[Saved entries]
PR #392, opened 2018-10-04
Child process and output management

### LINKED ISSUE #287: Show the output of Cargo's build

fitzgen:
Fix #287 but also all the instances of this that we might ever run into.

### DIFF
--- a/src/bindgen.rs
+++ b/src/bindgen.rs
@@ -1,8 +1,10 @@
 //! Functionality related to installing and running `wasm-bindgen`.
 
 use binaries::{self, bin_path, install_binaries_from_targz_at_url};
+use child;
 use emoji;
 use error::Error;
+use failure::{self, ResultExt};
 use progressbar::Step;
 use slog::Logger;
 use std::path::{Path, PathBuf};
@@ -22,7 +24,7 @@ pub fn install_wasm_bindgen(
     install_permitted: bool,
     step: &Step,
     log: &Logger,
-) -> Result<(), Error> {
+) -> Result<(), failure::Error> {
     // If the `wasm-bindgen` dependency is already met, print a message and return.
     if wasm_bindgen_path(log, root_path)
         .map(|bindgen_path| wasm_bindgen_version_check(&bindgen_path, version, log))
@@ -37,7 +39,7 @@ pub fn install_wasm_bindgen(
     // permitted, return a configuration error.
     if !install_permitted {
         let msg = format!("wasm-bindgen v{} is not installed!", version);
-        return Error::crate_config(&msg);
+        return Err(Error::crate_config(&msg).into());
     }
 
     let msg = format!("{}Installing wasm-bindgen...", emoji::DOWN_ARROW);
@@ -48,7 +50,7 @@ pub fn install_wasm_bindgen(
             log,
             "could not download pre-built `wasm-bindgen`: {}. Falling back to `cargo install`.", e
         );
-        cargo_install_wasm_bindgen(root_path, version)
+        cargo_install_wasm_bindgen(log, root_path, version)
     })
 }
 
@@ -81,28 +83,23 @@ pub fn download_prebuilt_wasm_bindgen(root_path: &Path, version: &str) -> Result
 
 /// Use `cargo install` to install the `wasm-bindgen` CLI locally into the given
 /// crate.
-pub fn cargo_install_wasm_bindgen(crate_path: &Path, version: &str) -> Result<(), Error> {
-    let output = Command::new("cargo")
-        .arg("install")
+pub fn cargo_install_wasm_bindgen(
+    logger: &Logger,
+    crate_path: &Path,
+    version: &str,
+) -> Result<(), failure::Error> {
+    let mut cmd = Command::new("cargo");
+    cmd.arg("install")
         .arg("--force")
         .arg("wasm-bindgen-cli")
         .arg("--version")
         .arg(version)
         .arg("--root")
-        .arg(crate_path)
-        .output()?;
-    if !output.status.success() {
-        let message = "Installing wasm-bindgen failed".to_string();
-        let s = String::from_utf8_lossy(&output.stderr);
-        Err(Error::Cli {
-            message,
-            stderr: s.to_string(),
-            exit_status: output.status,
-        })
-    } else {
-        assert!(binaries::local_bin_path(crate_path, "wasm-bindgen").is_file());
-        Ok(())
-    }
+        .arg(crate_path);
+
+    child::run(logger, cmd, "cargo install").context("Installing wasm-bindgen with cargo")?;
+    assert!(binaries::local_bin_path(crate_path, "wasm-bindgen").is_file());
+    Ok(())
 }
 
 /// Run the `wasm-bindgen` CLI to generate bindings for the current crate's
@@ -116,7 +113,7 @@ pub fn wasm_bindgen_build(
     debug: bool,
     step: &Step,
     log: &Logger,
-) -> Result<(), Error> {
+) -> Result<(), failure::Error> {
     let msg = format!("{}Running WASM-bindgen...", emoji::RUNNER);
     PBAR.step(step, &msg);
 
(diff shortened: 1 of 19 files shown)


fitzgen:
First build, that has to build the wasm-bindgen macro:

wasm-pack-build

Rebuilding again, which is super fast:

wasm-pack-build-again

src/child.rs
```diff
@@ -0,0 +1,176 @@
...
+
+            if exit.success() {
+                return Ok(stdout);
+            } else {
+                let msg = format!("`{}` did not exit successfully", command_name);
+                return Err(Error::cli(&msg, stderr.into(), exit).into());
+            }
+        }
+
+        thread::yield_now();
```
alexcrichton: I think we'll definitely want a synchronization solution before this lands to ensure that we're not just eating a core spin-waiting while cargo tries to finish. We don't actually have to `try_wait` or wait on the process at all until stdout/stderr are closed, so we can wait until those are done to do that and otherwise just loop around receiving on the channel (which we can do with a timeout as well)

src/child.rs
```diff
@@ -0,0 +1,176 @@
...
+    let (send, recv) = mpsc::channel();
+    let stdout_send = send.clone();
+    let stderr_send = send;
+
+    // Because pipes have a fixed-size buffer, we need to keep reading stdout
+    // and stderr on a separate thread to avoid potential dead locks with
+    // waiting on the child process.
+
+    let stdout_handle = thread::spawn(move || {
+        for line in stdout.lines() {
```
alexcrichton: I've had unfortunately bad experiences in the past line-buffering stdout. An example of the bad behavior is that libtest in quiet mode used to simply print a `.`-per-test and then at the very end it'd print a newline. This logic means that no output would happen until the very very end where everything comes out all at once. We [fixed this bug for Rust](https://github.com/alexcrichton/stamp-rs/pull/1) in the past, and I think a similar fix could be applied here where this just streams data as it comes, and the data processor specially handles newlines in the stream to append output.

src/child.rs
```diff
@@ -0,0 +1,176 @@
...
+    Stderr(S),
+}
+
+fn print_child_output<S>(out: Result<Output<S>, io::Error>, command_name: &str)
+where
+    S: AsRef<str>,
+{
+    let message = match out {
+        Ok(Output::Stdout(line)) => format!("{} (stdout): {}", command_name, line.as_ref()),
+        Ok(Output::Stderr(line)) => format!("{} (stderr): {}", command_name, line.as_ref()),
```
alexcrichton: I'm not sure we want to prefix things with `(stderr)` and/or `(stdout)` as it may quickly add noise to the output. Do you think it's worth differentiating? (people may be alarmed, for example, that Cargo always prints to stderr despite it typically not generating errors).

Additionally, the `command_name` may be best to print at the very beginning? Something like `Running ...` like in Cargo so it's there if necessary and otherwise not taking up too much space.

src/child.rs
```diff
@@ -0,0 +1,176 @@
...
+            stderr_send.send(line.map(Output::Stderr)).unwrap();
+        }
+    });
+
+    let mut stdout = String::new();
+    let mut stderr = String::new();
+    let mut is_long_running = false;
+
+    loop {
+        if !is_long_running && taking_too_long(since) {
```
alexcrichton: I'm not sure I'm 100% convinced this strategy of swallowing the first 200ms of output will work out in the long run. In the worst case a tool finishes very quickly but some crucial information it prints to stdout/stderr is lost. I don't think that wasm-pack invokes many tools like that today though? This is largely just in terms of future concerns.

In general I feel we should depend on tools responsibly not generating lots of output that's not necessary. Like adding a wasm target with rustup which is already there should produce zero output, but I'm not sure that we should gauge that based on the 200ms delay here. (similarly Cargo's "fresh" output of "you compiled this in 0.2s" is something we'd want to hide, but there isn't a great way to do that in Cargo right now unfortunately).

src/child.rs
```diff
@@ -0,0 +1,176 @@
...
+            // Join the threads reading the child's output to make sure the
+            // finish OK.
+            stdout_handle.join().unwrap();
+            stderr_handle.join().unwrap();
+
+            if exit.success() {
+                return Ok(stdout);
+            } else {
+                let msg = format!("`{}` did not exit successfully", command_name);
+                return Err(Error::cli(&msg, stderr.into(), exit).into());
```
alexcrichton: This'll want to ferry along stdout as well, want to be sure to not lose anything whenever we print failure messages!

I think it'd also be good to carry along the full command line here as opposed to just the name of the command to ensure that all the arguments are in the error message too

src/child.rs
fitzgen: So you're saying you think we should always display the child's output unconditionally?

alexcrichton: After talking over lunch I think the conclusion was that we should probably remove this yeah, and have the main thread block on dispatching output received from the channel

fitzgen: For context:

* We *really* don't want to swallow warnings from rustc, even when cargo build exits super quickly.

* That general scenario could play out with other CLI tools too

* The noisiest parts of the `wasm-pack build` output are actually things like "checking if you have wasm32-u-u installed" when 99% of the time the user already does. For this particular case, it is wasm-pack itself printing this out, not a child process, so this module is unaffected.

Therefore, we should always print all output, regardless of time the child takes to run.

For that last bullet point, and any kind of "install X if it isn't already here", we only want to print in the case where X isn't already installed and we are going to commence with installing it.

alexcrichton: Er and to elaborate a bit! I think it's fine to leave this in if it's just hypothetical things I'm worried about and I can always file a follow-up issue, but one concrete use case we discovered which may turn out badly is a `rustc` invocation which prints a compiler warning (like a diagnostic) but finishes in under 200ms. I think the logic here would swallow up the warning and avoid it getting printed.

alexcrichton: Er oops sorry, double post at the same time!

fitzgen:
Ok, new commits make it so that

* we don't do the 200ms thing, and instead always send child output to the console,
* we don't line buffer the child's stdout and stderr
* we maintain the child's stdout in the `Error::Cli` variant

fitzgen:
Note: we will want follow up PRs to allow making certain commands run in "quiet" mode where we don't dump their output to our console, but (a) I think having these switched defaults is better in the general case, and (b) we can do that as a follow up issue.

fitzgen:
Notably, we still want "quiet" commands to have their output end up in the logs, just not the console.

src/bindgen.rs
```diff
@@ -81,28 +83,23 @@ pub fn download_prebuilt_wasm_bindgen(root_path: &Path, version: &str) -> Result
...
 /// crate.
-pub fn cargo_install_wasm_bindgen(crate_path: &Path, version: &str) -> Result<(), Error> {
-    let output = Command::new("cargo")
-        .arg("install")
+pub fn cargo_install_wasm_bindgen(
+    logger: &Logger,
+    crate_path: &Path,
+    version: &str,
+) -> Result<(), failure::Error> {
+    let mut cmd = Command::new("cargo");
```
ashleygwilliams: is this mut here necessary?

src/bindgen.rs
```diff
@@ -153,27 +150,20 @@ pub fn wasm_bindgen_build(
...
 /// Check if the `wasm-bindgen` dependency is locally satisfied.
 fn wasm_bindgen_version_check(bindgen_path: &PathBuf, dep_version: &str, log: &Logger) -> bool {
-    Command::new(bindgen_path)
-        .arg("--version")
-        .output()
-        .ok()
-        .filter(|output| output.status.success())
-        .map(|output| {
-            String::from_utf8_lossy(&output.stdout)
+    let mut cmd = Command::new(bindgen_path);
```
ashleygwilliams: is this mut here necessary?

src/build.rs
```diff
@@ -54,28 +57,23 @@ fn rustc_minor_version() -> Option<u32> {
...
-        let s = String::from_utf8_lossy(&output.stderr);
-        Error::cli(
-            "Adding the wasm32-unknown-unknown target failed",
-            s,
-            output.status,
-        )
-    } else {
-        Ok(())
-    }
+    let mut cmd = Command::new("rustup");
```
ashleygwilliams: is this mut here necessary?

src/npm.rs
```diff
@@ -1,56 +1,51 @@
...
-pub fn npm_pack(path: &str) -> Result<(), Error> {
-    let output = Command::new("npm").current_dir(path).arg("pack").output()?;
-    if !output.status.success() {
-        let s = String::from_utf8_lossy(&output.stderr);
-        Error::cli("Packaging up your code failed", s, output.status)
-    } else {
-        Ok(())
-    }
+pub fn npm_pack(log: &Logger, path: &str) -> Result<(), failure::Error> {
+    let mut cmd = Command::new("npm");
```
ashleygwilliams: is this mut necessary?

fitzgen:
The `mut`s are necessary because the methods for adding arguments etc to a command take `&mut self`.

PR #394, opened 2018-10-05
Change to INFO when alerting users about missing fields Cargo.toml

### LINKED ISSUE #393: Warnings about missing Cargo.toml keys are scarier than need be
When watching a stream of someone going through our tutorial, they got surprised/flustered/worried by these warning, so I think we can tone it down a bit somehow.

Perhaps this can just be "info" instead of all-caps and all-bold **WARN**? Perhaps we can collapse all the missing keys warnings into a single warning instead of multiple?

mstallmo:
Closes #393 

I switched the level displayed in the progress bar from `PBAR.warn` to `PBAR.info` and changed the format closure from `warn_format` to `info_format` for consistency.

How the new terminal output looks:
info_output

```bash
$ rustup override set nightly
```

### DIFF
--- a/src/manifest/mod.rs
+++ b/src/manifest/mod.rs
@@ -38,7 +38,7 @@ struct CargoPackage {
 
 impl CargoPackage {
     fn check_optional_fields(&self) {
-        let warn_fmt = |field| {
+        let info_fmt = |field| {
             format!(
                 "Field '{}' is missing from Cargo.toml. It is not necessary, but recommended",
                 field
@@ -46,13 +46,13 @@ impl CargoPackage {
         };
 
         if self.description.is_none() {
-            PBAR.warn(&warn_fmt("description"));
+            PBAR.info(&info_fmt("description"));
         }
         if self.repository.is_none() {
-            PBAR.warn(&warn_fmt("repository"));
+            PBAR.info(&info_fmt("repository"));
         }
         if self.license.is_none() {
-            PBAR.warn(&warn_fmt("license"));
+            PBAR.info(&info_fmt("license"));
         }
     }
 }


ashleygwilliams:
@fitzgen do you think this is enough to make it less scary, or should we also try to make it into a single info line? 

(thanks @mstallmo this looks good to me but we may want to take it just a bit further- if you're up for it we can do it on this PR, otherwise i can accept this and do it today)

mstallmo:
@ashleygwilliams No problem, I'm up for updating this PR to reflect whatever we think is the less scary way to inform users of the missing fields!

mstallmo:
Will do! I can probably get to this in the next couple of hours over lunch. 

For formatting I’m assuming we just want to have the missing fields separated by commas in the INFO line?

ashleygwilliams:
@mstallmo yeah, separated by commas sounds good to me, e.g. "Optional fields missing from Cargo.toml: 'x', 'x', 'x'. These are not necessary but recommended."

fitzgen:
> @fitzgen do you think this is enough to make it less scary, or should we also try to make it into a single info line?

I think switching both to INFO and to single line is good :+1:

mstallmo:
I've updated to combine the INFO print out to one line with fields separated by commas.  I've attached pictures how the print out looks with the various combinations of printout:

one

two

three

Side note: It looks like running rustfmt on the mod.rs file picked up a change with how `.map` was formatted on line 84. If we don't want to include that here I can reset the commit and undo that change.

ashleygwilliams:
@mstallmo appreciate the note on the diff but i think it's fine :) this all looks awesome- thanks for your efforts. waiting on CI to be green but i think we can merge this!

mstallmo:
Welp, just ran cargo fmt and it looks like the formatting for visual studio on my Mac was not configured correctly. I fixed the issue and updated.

Problem to solve
Among the entries above, count the lines that contain the word "toml" and give the number by itself.

Response to the exercise
4